The models with the new features in the dataset perform better than the models without the new features. The random forest classifier and the XGBoost classifier have the best performance with ROC AUC scores of around 0.84 and 0.85, respectively.

6.10 Feature Importance

We can also look at the feature importance of the random forest classifier and the XGBoost classifier to see which features are most important for predicting loan defaults. We will use the feature_importances_ attribute of the random forest classifier and the XGBoost classifier to get the feature importances

feature_importances_forest = clf_forest2.feature_importances_
feature_importances_xgb = clf_xgb2.feature_importances_

Then, we will create a bar plot of the feature importances for the random forest classifier and the XGBoost classifier

fig, ax = plt.subplots(1, 2, figsize=(15, 5))

df_feature_importance_forest = pd.DataFrame({'Feature': X_train.columns, 'Importance': clf_forest.feature_importances_})
df_feature_importance_forest = df_feature_importance_forest.sort_values('Importance', ascending=False)
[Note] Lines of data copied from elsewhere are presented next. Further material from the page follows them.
PR #878, opened 2021-11-26
DOMA-1661 Logging integration actions for create receipt

dkoviazin:
Add select to choose resident 
Fix signin page (smsCode needs to be Integer)
Fix saveEpsReceipt (missing await)
Add Logs at last steps = on service consumer create and receipt create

df_feature_importance_xgb = pd.DataFrame({'Feature': X_train.columns, 'Importance': clf_xgb.feature_importances_})
df_feature_importance_xgb = df_feature_importance_xgb.set_index('Feature')
df_feature_importance_xgb = df_feature_importance_xgb.loc[df_feature_importance_forest['Feature'], ]

# Random Forest
ax[0].barh(df_feature_importance_forest['Feature'], df_feature_importance_forest['Importance'])
ax[0].set_title('Random Forest')
ax[0].set_xlabel('Feature Importance')
ax[0].set_ylabel('Feature')

# XGBoost
ax[1].barh(df_feature_importance_forest['Feature'], df_feature_importance_xgb['Importance'])
ax[1].set_title('XGBoost')
ax[1].set_xlabel('Feature Importance')
ax[1].set_ylabel('Feature')

fig.tight_layout()
plt.show()

6.11 Conclusions

We have successfully implemented machine learning algorithms for loan default prediction. We have explored the dataset, preprocessed the data, trained several machine learning models, and evaluated their performance. We have also applied feature engineering to the dataset and improved the performance of the models. The random forest classifier and the XGBoost classifier have the best performance with ROC AUC scores of around 0.84 and 0.85, respectively. We have also looked at the feature importance of the random forest classifier and the XGBoost classifier to see which features are most important for predicting loan defaults.